■ **Task to complete**: The word "useDisclosure" occurs in some of the lines below; copy each of those lines.

■ **Entries shown**:
::::

PR #1557, opened 2024-12-10
Connect/add quick add

andresaristizabal:
Add quick add secret in pipeline editor

https://github.com/user-attachments/assets/1f22fe3f-4667-4e85-8e3c-4023c6c2119d

### DIFF
--- a/frontend/.editorconfig
+++ b/frontend/.editorconfig
@@ -12,7 +12,7 @@ max_line_length = off
 
 [*.{ts,tsx}]
 indent_style = space
-indent_size = 4
+indent_size = 2
 
 [*.{diff,md}]
 trim_trailing_whitespace = false
--- a/frontend/src/components/pages/rp-connect/Pipelines.Create.tsx
+++ b/frontend/src/components/pages/rp-connect/Pipelines.Create.tsx
@@ -14,16 +14,20 @@ import {
   AlertIcon,
   Box,
   Button,
+  Link as ChLink,
   Flex,
   FormField,
+  Heading,
   Input,
   NumberInput,
   Text,
   createStandaloneToast,
+  useDisclosure,
 } from '@redpanda-data/ui';
-import { Link as ChLink } from '@redpanda-data/ui';
 import { action, makeObservable, observable } from 'mobx';
 import { observer } from 'mobx-react';
+import { editor } from 'monaco-editor';
+import React, { useState } from 'react';
 import { Link } from 'react-router-dom';
 import { PipelineCreate } from '../../../protogen/redpanda/api/dataplane/v1alpha2/pipeline_pb';
 import { appGlobal } from '../../../state/appGlobal';
@@ -34,7 +38,9 @@ import PipelinesYamlEditor from '../../misc/PipelinesYamlEditor';
 import Tabs from '../../misc/tabs/Tabs';
 import { PageComponent, type PageInitHelper } from '../Page';
 import { formatPipelineError } from './errors';
+import { SecretsQuickAdd } from './secrets/Secrets.QuickAdd';
 import { MAX_TASKS, MIN_TASKS, tasksToCPU } from './tasks';
+
 const { ToastContainer, toast } = createStandaloneToast();
 
 const exampleContent = `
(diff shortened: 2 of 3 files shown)


frontend/src/components/pages/rp-connect/Pipelines.Create.tsx
```diff
@@ -194,12 +200,46 @@ class RpConnectPipelinesCreate extends PageComponent<{}> {
...
+interface QuickActions {
+  editorInstance: editor.IStandaloneCodeEditor | null;
+}
+
+const QuickActions = ({ editorInstance }: QuickActions) => {
+  const { isOpen: isAddSecretOpen, onOpen: openAddSecret, onClose: closeAddSecret } = useDisclosure();
+
+  if (editorInstance === null) {
+    return <Box minW={300} />;
+  }
```
malinskibeniamin, line 212: Why not some Empty state?

frontend/src/components/pages/rp-connect/secrets/Secrets.QuickAdd.tsx
```diff
@@ -0,0 +1,190 @@
...
+      return 'The name you entered is invalid. It must start with an letter (A–Z) and can only contain alphanumeric and underscores (_).';
+    }
+    if (id.length > 255) {
+      return 'The secret name must be fewer than 255 characters.';
+    }
+    return '';
+  };
+
+  return (
+    <Modal isOpen={isOpen} onClose={closeModal} isCentered={true} size={'md'}>
```
malinskibeniamin, line 117: Is there any base modal we can reuse from the component library?

frontend/src/components/pages/rp-connect/secrets/Secrets.QuickAdd.tsx
```diff
@@ -0,0 +1,190 @@
...
+  const addSecret = async (id: string) => {
+    id = id.toUpperCase();
+    if (isNewSecret) {
+      setIsCreating(true);
+      const result = await rpcnSecretManagerApi
+        .create(
+          new CreateSecretRequest({
+            id: id,
+            // @ts-ignore js-base64 does not play nice with TypeScript 5: Type 'Uint8Array<ArrayBufferLike>' is not assignable to type 'Uint8Array<ArrayBuffer>'.
+            secretData: base64ToUInt8Array(encodeBase64(secret)),
```
malinskibeniamin, line 58: I left this comment in another component, can you please check if it continues to fail or maybe we can get rid of the ignore?

malinskibeniamin (commented):
The recording did not finish uploading

frontend/src/components/pages/rp-connect/Pipelines.Create.tsx
andresaristizabal: Because if we don't get the editor instance, any of these operations can be applied, and also this case should have no impact on the customer experience, this case is not a break.

frontend/src/components/pages/rp-connect/secrets/Secrets.QuickAdd.tsx
andresaristizabal: yes it continue failing

frontend/.editorconfig
```diff
@@ -12,7 +12,7 @@ max_line_length = off
 
 [*.{ts,tsx}]
 indent_style = space
-indent_size = 4
+indent_size = 2
```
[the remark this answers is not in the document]
andresaristizabal: No, this is our code configuration. In my case, when I add a new line, it uses this configuration, but the biome is fixed when I save the file.

andresaristizabal:
> The recording did not finish uploading

Fixed

frontend/src/components/pages/rp-connect/secrets/Secrets.QuickAdd.tsx
```diff
@@ -0,0 +1,190 @@
...
+  const isNameValid = (id: string) => {
+    if (id === '') {
+      return '';
+    }
+    if (!/^[A-Za-z][A-Za-z0-9_]*$/.test(id)) {
+      return 'The name you entered is invalid. It must start with an letter (A–Z) and can only contain alphanumeric and underscores (_).';
+    }
+    if (id.length > 255) {
+      return 'The secret name must be fewer than 255 characters.';
+    }
```
malinskibeniamin, line 112: You can do this with `.max(255)` from Yup but that works too

malinskibeniamin (approved):

weeco:
@ivpanda @andresaristizabal Can we add a list with all secret references that were created + a copy button? If you happen to lose the reference when editing the JSON, they are kind of lost I assume? I think that could be a quick/small quality of life improvement.

weeco (approved):

PR #1558, opened 2024-12-10
rpcn: fix display of validation errors

nicolaferraro:
This provides more useful info e.g. when the pipeline name contains invalid characters.


weeco:
Is this still valid @nicolaferraro ?

nicolaferraro:
> Is this still valid @nicolaferraro ?

I forgot about it. Yes, it is. That's why errors are still displayed as generic...

andresaristizabal (approved):

PR #1572, opened 2025-01-03
Topic config modal uses react-hook-form

jvorcak:
https://www.loom.com/share/23e06762b02c4eeb9ceb2721850991b1

### DIFF
--- a/frontend/src/components/pages/topics/TopicConfiguration.tsx
+++ b/frontend/src/components/pages/topics/TopicConfiguration.tsx
@@ -1,12 +1,11 @@
-import { AdjustmentsIcon } from '@heroicons/react/outline';
 import { PencilIcon } from '@heroicons/react/solid';
 import {
   Alert,
-  AlertDescription,
   AlertIcon,
   Box,
   Button,
   Flex,
+  FormField,
   Icon,
   Input,
   Modal,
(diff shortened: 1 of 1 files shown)


weeco:
@mattschumpert We should have a look at all topic configs and put them into categories. We did that once, but haven't updated/set the categories anymore after we added further configs in Redpanda.

cc @mo-redpanda for a review

andresaristizabal:
Can you add a video for this change?

mattschumpert:
@weeco you mean categorizing the ones in 'other'?.  Whats the easiest way to supply this categorization?

jvorcak:
> Can you add a video for this change?

@andresaristizabal there is video in the description, or do you mean something else?

frontend/src/components/pages/topics/TopicConfiguration.tsx
```diff
@@ -361,89 +360,73 @@ function isTopicConfigEdittable(
...
+      return (
+        <SingleSelect<T>
+          options={[
+            { value: 'false' as T, label: 'False' },
+            { value: 'true' as T, label: 'True' },
+          ]}
+          value={value}
+          onChange={onChange}
+        />
+      );
```
malinskibeniamin, line 381: Any reason why we are not just using a Checkbox/Toggle/Switch components here?

malinskibeniamin: I realise it's code from before but just curious if you may know why

malinskibeniamin (approved):

frontend/src/components/pages/topics/TopicConfiguration.tsx
jvorcak: I don't know, it's a bit out of scope of this PR, but I'm happy to refactor this if we want to have this cleaner.

PR #1578, opened 2025-01-07
Fix setting of custom BASE_URL in index.html

YannikRudolph0108:
Since a default base tag was added to the index.html, the mechanism for setting a custom BASE_URL is broken. When multiple base tags are present in a html file, only the first tag is used (https://developer.mozilla.org/en-US/docs/Web/HTML/Element/base#multiple_base_elements). Therefore, we need to adapt the existing base tag and not append a newly created one.

### DIFF
--- a/frontend/public/index.html
+++ b/frontend/public/index.html
@@ -34,13 +34,12 @@
                 return window.location;
             };
             let l = window.__getLocation();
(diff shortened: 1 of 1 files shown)


jvorcak (approved):
This is great - thank you!

PR #1580, opened 2025-01-08
Show default config for topic configurations

jvorcak:
- We needed to remove altering data structures in the backendAPI (moved to ConfigList where it was needed)
- We added an information about default value to the topic config form

Screenshot 2025-01-08 at 14 52 27

### DIFF
--- a/frontend/src/components/pages/topics/TopicConfiguration.tsx
+++ b/frontend/src/components/pages/topics/TopicConfiguration.tsx
@@ -127,6 +127,8 @@ const ConfigEditorForm: FC<{
 
   const valueType = watch('valueType');
 
+  const defaultConfigSynonym = editedEntry.synonyms?.find((x) => x.source === 'DEFAULT_CONFIG');
+
   return (
     <Modal isOpen onClose={onClose}>
       <form onSubmit={handleSubmit(onSubmit)}>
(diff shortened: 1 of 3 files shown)


frontend/src/components/pages/topics/TopicConfiguration.tsx
```diff
@@ -127,6 +127,8 @@ const ConfigEditorForm: FC<{
 
   const valueType = watch('valueType');
 
+  const defaultConfigSynonym = editedEntry.synonyms?.find((x) => x.source === 'DEFAULT_CONFIG');
```
weeco, line 130: That's not always correct. A topic config may be inherited from:

- Default Config (defined in Redpanda / Apache Kafka if nothing is set)
- A default for all topics is set at the broker/cluster level (STATIC_BROKER_CONFIG / DYNAMIC_DEFAULT_BROKER_CONFIG / DYNAMIC_BROKER_CONFIG), basically to override the default config

or it is set at the Topic level (DYNAMIC_TOPIC_CONFIG) which is the custom/override case.

jvorcak: @weeco in that case FE doesn't have this information. On this place we show this information only for default tab, so we don't care about a topic level intentionaly. However, if not set at a topic level, it can be set at multiple levels above, is there a hierarchy for this so that I can determine the default from synonyms array?

weeco: Yes there's a hierarchy, it should be this order (top to bottom):

- DYNAMIC_TOPIC_CONFIG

::::

■ **Result for this task**:
+  useDisclosure,
+  const { isOpen: isAddSecretOpen, onOpen: openAddSecret, onClose: closeAddSecret } = useDisclosure();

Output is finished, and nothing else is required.